**Work to complete:** Up to and including the line with "The trailing '_'", return every line from the start of the entries below exactly.

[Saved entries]
Issue #2325, opened 2017-05-07
Enforce proper symbol names for storage back-ends


Dridi:
I was looking under the storage carpet and found two bugs. After I squashed the first one (#2321) the second turned into some kind of huge monster and suddenly I could no longer submit a fix.

Storage back-ends are exposed in VCL as `storage.<name>` symbols but the name can currently be anything:

```
varnishtest "nonsensical name"

varnish v1 -arg "-s ...=malloc" -cli storage.list
```

From the test report:

```
**** v1    0.1 CLI TX|storage.list
***  v1    0.2 CLI RX  200
**** v1    0.2 CLI RX|Storage devices:
**** v1    0.2 CLI RX|\tstorage.... = malloc           <= SEE HERE
**** v1    0.2 CLI RX|\tstorage.Transient = malloc
**   v1    0.2 CLI 200 <storage.list>
*    top   0.2 RESETTING after test.vtc
```

When I first reported this it turned into a discussion about unicode support in VCL symbols instead of allowing C-like symbol names. It was also suggested that `...` would be a proper symbol name, provided that we could use an escaped name that would be a proper symbol name. So on top of supporting characters outside of ascii, any character could become valid (extreme case IIUC).

I'm tracking this bug until we decide whether we kill or tame the unicode monster. Otherwise I can send a patch.

bsdphk:
Now would be a good time to decide definitively what is a legal "name" in VCL.

Xcir's feedback seems to indicate that UNICODE is not a hot-ticket item, but I would prefer to not cut of that avenue yet.

I think my proposal would be `[a-zA-Z][a-zA-Z0-9_-]*`

The inclusion of '-' means that we need a canonical way to quote this into C-identifiers, but this is entirely confined to VCC and therefore not an API issue, neither now or going forward.

We already have code which does this one place:

        VSB_printf(vsb, "&VGC_%s_", vh->rname);
        for (p = b, u = 1; p < e; p++, u++)
                if (vct_isalpha(*p) || vct_isdigit(*p))
                        VSB_putc(vsb, *p);
                else
                        VSB_printf(vsb, "_%02x_", *p);
        AZ(VSB_finish(vsb));

And I think that works OK for me, and it is UTF-8 robust, should we need it.

The trailing '_' is not necessary for undoing the quoting, but I feel it improves readability.

We should add a canonical function (in VCT ?) to validate a VCL compliant name, so MGT can bail out early and intelligently.

[...]

PR #2354, opened 2017-06-23
First series of "vcl 6.0;" changes

Dridi:
This is a partial implementation of what was reported here: https://github.com/varnishcache/varnish-cache/issues/2325#issuecomment-301457374

The changes to the VCL syntax are summed up in this test case:

https://github.com/Dridi/varnish-cache/blob/vsym/bin/varnishtest/tests/c00084.vtc

Basically, all kinds of VCL symbols can contain dashes (`-`) and VCL labels moved to a name space. This isn't done yet for VMODs, it is not possible to declare a function with this character yet. The other missing bit is symbol uniqueness for everything that is not in a name space.

I'm not continuing this effort yet, I will take advantage of the probable delay until it's reviewed and hopefully merged to work on some other assignment. However I will of course reply to comments as soon as I see them.

### DIFF
--- a/bin/varnishtest/tests/c00084.vtc
+++ b/bin/varnishtest/tests/c00084.vtc
@@ -1,0 +1,38 @@
+varnishtest "legal symbol names"
+
+varnish v1 -arg "-s my-store=malloc" -vcl {
+	import directors;
+
+	acl my-acl { "127.0.0.1"; }
+
+	probe my-pb { }
+	backend my-be {
+		.host = "${bad_backend}";
+		.probe = my-pb;
+	}
+
+	sub vcl_init {
+		new my-dir = directors.round_robin();
+		my-dir.add_backend(my-be);
+	}
+
+	sub vcl_recv {
+		call my-sub;
+	}
+
+	sub my-sub {
+		if (client.ip ~ my-acl) { }
+		set req.storage = storage.my-store;
+		set req.backend_hint = my-dir.backend();
+	}
+} -start
+
+varnish v1 -cli "vcl.label my-label vcl1"
+
+varnish v1 -vcl {
+	backend dummy { .host = "${bad_backend}"; }
+
+	sub vcl_recv {
+		return (vcl(my-label));
+	}
+}
--- a/bin/varnishtest/tests/d00006.vtc
+++ b/bin/varnishtest/tests/d00006.vtc
@@ -22,11 +22,11 @@ server s4 {
 	txresp -body "4444"
 } -start
 
-varnish v1 -errvcl {Name of VCL object, 'rr1-xx', contains illegal character '-'} {
+varnish v1 -errvcl {Name of VCL object, 'rr1.xx', contains illegal character '.'} {
 	import directors;
 	backend b1 { .host = "127.0.0.1"; .port = "8080";}
 	sub vcl_init {
-		new rr1-xx = directors.round_robin();
+		new rr1.xx = directors.round_robin();
 	}
 }
 
--- a/bin/varnishtest/tests/v00020.vtc
+++ b/bin/varnishtest/tests/v00020.vtc
@@ -204,12 +204,12 @@ varnish v1 -errvcl {IP + IP not possible.} {
 	}
 }
 
-varnish v1 -errvcl {Name of function, 'foo-bar', contains illegal character '-'} {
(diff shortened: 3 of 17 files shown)


bsdphk:
Re VCT_bad_name():

1. It should be VCT_invalid_name(), we don't pass value judgements :-)

2. We should implement a VCT_NAMEXTRA class to contain '-' and '_'

3. We should #define vct_isname(x) vct_is(x, VCT_ALPHHA|VCT_DIGIT|VCT_NAMEEXTRA)

4. I prefer the "if (e == NULL) e = strchr(b, '\0');" rather than scattered and mixed "if (b>e || *b=='\0') checks

bsdphk:
Re mcf_bad_vclname()

I wouldn't bother pointing out exactly which character was offensive, it just makes for more work writing coverage tests.  "Invalid name (%s)" is sufficient.

bsdphk:
Second patch adds symbol->cname, and fills it in without using it ?

->cname should just alias ->name if no escaping is necessary.

Avoiding the kind of two-pass string processing in vcc_c_symbol() which risks getting out of sync if somebody modifies the code later, is exactly why VSB exists.

bsdphk:
I'm to too thrilled about the overall direction of the rest of the patches, it doesn't feel right and adds too much code where things should get simpler.

Some of this is probably the weird/hybrid symbol-table in VCC and fixing that first may be a good idea.

Dridi:
> It should be VCT_invalid_name(), we don't pass value judgements :-)

Named after `mcf_bad_vclname()` for consistency, so we need to rename that one too ;-)

> We should implement a VCT_NAMEXTRA class to contain '-' and '_'
>
> We should #define vct_isname(x) vct_is(x, VCT_ALPHHA|VCT_DIGIT|VCT_NAMEEXTRA)

Yes but `vct_isname` wouldn't be accurate for the first character. Once again, patched that way because derived from existing code.

> I prefer the "if (e == NULL) e = strchr(b, '\0');" rather than scattered and mixed "if (b>e || *b=='\0') checks

Noted, I'd like to go through the all the comments before amending the PR.

> Re mcf_bad_vclname()
>
> I wouldn't bother pointing out exactly which character was offensive, it just makes for more work writing coverage tests. "Invalid name (%s)" is sufficient.

This is the current behavior, left untouched. I can change that, but I didn't want to change more than necessary to accommodate the new rules. Will amend once we agree on all your comments.

There is similar reporting somewhere else, I can simplify that too.

> Second patch adds symbol->cname, and fills it in without using it ?

Yes, I wanted to keep this change isolated/highlighted from the rest. I encountered other needed changes before actually starting to use the `cname`. I can probably move this patch before the first `cname` use if that helps.

> ->cname should just alias ->name if no escaping is necessary.
>
> Avoiding the kind of two-pass string processing in vcc_c_symbol() which risks getting out of sync if somebody modifies the code later, is exactly why VSB exists.

Good point, I will change that. It actually did go out of sync for a tiny short while but it was caught by the assert when I moved from `_%02x` to `_%02x_`. :)

> I'm to too thrilled about the overall direction of the rest of the patches, it doesn't feel right and adds too much code where things should get simpler.
>
> Some of this is probably the weird/hybrid symbol-table in VCC and fixing that first may be a good idea.

So enforcing symbol uniqueness first and then supporting the '-' character? I did go for the low-hanging fruits first, so I can try this angle if you confirm I'm understanding your comment right.

Dridi:
Following IRC discussions, I pushed the following commits:

745a6e0
e7ed02c
56f7ff4
3b2c6d3
ff4f115
1a14e5e

And for now I'll rebase this PR against master.

Dridi:
New set of commits to review once they pass the CI checks: a0b34bd...f6a66f9

Dridi:
Considering that August is already here, I think we should keep VCL to 4.0 for the next release, so keep all these patches but the last one for now. I don't think we have enough time at this point to bake in all the VCL breaking changes we discussed.

nigoroll:
+1 re @Dridi

Dridi:
I removed f6a66f9 so now this PR essentially allows any symbol to have dashes in their names. This was the consensus during today's bugwash.

hermunn:
Backport review:Since this is "breaking changes" they will not make it to 4.1.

**Response to the task:**
Issue #2325, opened 2017-05-07
Enforce proper symbol names for storage back-ends


Dridi:
I was looking under the storage carpet and found two bugs. After I squashed the first one (#2321) the second turned into some kind of huge monster and suddenly I could no longer submit a fix.

Storage back-ends are exposed in VCL as `storage.<name>` symbols but the name can currently be anything:

```
varnishtest "nonsensical name"

varnish v1 -arg "-s ...=malloc" -cli storage.list
```

From the test report:

```
**** v1    0.1 CLI TX|storage.list
***  v1    0.2 CLI RX  200
**** v1    0.2 CLI RX|Storage devices:
**** v1    0.2 CLI RX|\tstorage.... = malloc           <= SEE HERE
**** v1    0.2 CLI RX|\tstorage.Transient = malloc
**   v1    0.2 CLI 200 <storage.list>
*    top   0.2 RESETTING after test.vtc
```

When I first reported this it turned into a discussion about unicode support in VCL symbols instead of allowing C-like symbol names. It was also suggested that `...` would be a proper symbol name, provided that we could use an escaped name that would be a proper symbol name. So on top of supporting characters outside of ascii, any character could become valid (extreme case IIUC).

I'm tracking this bug until we decide whether we kill or tame the unicode monster. Otherwise I can send a patch.

bsdphk:
Now would be a good time to decide definitively what is a legal "name" in VCL.

Xcir's feedback seems to indicate that UNICODE is not a hot-ticket item, but I would prefer to not cut of that avenue yet.

I think my proposal would be `[a-zA-Z][a-zA-Z0-9_-]*`

The inclusion of '-' means that we need a canonical way to quote this into C-identifiers, but this is entirely confined to VCC and therefore not an API issue, neither now or going forward.

We already have code which does this one place:

        VSB_printf(vsb, "&VGC_%s_", vh->rname);
        for (p = b, u = 1; p < e; p++, u++)
                if (vct_isalpha(*p) || vct_isdigit(*p))
                        VSB_putc(vsb, *p);
                else
                        VSB_printf(vsb, "_%02x_", *p);
        AZ(VSB_finish(vsb));

And I think that works OK for me, and it is UTF-8 robust, should we need it.

The trailing '_' is not necessary for undoing the quoting, but I feel it improves readability.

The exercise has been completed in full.